### To do:
Copy all lines below containing "mamaso".

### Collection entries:
■ ■ ■ ■ ■ ■ ■
PR #1164, opened 2017-05-31
Improved AppSetting error

### LINKED ISSUE #1156: Improve error message for AppSetting resolution failure
Customers often add incorrect values for [AppSetting] attributed binding values. This happens often for connection/secret values. In such cases, even though we know we're trying to resolve an app setting, we don't give an error message that indicates that. In this example the bot secret value is given when an app setting is required:

```javascript
{
  "bindings": [
    {
      "name": "myQueueItem",
      "type": "queueTrigger",
      "direction": "in",
      "queueName": "myqueue",
      "connection": "my_STORAGE"
    },
    {
      "type": "bot",
      "name": "$return",
      "botId": "myBot",
      "secret": "jdiuidk984987dfkjdf.jjfdo7eijkkajdCldi88736",
      "direction": "out"
    }
  ]
}
```

This results in error message:

```
Function ($bot-reminder-function) Error: Microsoft.Azure.WebJobs.Host: Error indexing method 'Functions.bot-reminder-function'.
Microsoft.Azure.WebJobs.Host: Unable to resolve value for property 'BotAttribute.SecretSetting'.
```

For values that are attributed with [AppSetting] we should improve this to something like "Unable to resolve app setting for property 'BotAttribute.SecretSetting'. Make sure the app setting exists and has a valid value."

mamaso:
resolves #1156

### DIFF
--- a/src/Microsoft.Azure.WebJobs.Host/Bindings/AttributeCloner.cs
+++ b/src/Microsoft.Azure.WebJobs.Host/Bindings/AttributeCloner.cs
@@ -156,7 +156,7 @@ namespace Microsoft.Azure.WebJobs.Host.Bindings
                 // It's important that we only log the attribute property name, not the actual value to ensure
                 // that in cases where users accidentally use a secret key *value* rather than indirect setting name
                 // that value doesn't get written to logs.
-                throw new InvalidOperationException($"Unable to resolve value for property '{propInfo.DeclaringType.Name}.{propInfo.Name}'.");
+                throw new InvalidOperationException($"Unable to resolve app setting for property '{propInfo.DeclaringType.Name}.{propInfo.Name}'. Make sure the app setting exists and has a valid value.");
             }
             return (newAttr, bindingData) => resolvedValue;
         }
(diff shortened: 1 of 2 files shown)


src/Microsoft.Azure.WebJobs.Host/Bindings/AttributeCloner.cs
```diff
@@ -156,7 +156,7 @@ internal static BindingDataResolver GetAppSettingResolver(string originalValue,
                 // It's important that we only log the attribute property name, not the actual value to ensure
                 // that in cases where users accidentally use a secret key *value* rather than indirect setting name
                 // that value doesn't get written to logs.
-                throw new InvalidOperationException($"Unable to resolve value for property '{propInfo.DeclaringType.Name}.{propInfo.Name}'.");
+                throw new InvalidOperationException($"Unable to resolve app setting for property '{propInfo.DeclaringType.Name}.{propInfo.Name}'. Make sure the app setting exists and has a valid value.");
```
brettsam: Are we able to log out the actual string that we're looking for? Or would that show up in our backend logs?

brettsam: Can't this be an environment variable as well as an app setting?

mamaso: Yep, we don't log the setting value because it shows up in backend logs.

mamaso: It can - the error is written in the context of web apps where these are essentially all Application Settings. I'm happy to improve the message if you have a suggestion.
■ ■ ■ ■ ■ ■ ■
### Result:
mamaso:
mamaso: Yep, we don't log the setting value because it shows up in backend logs.
mamaso: It can - the error is written in the context of web apps where these are essentially all Application Settings. I'm happy to improve the message if you have a suggestion.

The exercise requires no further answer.